Retype, word for word, every line of the records below starting at the one that contains "I’ve started researching" and ending at the one that contains "and backend validation:**"; include both of those lines and nothing more.

-------- Records provided

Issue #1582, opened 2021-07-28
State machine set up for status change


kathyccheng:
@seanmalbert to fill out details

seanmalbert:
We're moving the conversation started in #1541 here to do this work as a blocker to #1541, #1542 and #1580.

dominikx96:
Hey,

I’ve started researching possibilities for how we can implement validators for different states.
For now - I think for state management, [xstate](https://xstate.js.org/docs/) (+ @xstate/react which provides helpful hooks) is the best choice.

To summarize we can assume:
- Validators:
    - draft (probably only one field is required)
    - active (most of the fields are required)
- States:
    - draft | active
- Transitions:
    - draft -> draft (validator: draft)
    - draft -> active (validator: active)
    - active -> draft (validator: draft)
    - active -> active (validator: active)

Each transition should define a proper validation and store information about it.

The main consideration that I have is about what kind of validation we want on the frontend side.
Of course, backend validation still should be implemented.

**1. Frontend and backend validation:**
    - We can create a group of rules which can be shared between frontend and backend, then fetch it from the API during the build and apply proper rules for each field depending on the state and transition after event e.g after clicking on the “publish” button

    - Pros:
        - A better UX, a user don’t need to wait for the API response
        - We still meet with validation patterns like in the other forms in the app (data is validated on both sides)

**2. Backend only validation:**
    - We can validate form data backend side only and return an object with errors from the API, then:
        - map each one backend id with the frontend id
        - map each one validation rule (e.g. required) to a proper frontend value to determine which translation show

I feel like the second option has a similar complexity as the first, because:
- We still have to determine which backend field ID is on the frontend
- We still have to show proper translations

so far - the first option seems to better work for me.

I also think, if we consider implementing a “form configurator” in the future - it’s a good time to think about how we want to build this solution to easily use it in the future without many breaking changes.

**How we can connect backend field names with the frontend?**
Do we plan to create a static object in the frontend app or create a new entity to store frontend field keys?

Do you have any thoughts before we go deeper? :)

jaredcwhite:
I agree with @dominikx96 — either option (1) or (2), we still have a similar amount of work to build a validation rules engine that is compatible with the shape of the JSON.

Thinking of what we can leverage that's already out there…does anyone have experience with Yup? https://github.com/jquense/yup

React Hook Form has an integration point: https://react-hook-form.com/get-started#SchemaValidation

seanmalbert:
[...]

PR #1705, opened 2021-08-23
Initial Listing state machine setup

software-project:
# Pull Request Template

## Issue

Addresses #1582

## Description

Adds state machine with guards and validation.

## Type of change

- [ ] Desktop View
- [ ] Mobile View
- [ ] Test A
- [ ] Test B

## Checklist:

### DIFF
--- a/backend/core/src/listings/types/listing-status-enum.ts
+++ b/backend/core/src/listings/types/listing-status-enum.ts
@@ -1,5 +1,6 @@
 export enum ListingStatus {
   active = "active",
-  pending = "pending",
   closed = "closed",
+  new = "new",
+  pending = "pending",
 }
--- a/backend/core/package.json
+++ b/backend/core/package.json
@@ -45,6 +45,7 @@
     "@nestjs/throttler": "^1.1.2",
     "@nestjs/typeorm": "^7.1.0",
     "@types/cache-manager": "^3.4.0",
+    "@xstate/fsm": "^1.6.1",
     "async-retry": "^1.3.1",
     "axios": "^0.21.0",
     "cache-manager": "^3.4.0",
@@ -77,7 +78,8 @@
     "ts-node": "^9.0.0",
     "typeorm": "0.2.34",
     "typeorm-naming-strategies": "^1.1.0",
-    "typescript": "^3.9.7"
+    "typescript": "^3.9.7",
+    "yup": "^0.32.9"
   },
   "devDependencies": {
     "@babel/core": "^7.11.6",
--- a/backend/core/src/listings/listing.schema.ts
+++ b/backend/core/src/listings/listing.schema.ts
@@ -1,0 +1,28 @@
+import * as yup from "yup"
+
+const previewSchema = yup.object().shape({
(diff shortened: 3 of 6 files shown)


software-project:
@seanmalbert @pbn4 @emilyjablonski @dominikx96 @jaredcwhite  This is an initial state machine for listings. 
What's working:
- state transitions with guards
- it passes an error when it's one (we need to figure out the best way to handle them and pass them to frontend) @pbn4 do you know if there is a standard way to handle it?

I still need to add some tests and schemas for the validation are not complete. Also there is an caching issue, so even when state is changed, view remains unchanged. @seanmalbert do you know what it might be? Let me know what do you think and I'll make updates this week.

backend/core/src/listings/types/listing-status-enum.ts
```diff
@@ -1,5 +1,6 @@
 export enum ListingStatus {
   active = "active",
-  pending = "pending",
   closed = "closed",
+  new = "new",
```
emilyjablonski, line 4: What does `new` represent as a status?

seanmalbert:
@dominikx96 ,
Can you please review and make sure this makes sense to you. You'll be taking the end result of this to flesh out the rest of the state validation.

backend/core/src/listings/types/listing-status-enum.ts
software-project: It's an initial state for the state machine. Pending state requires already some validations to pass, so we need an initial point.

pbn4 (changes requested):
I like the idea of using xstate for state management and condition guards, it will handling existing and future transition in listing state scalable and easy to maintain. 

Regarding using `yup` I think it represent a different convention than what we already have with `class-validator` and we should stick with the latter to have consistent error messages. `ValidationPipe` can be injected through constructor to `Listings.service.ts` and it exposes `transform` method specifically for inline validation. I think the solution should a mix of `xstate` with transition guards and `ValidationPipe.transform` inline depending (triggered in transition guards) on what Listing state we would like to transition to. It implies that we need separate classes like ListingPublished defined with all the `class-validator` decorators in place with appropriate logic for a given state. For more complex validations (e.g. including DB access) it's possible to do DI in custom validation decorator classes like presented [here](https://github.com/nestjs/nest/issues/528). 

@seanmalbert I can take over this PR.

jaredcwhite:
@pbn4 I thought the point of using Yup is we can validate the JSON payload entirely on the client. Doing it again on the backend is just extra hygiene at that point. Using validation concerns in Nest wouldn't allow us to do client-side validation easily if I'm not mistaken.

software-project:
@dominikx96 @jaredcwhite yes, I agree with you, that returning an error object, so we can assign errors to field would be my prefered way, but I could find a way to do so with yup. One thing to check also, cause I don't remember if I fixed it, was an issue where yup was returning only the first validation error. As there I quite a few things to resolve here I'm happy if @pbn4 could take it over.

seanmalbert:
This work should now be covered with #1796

----------------

== Task solution ==
I’ve started researching possibilities for how we can implement validators for different states.
For now - I think for state management, [xstate](https://xstate.js.org/docs/) (+ @xstate/react which provides helpful hooks) is the best choice.

To summarize we can assume:
- Validators:
    - draft (probably only one field is required)
    - active (most of the fields are required)
- States:
    - draft | active
- Transitions:
    - draft -> draft (validator: draft)
    - draft -> active (validator: active)
    - active -> draft (validator: draft)
    - active -> active (validator: active)

Each transition should define a proper validation and store information about it.

The main consideration that I have is about what kind of validation we want on the frontend side.
Of course, backend validation still should be implemented.

**1. Frontend and backend validation:**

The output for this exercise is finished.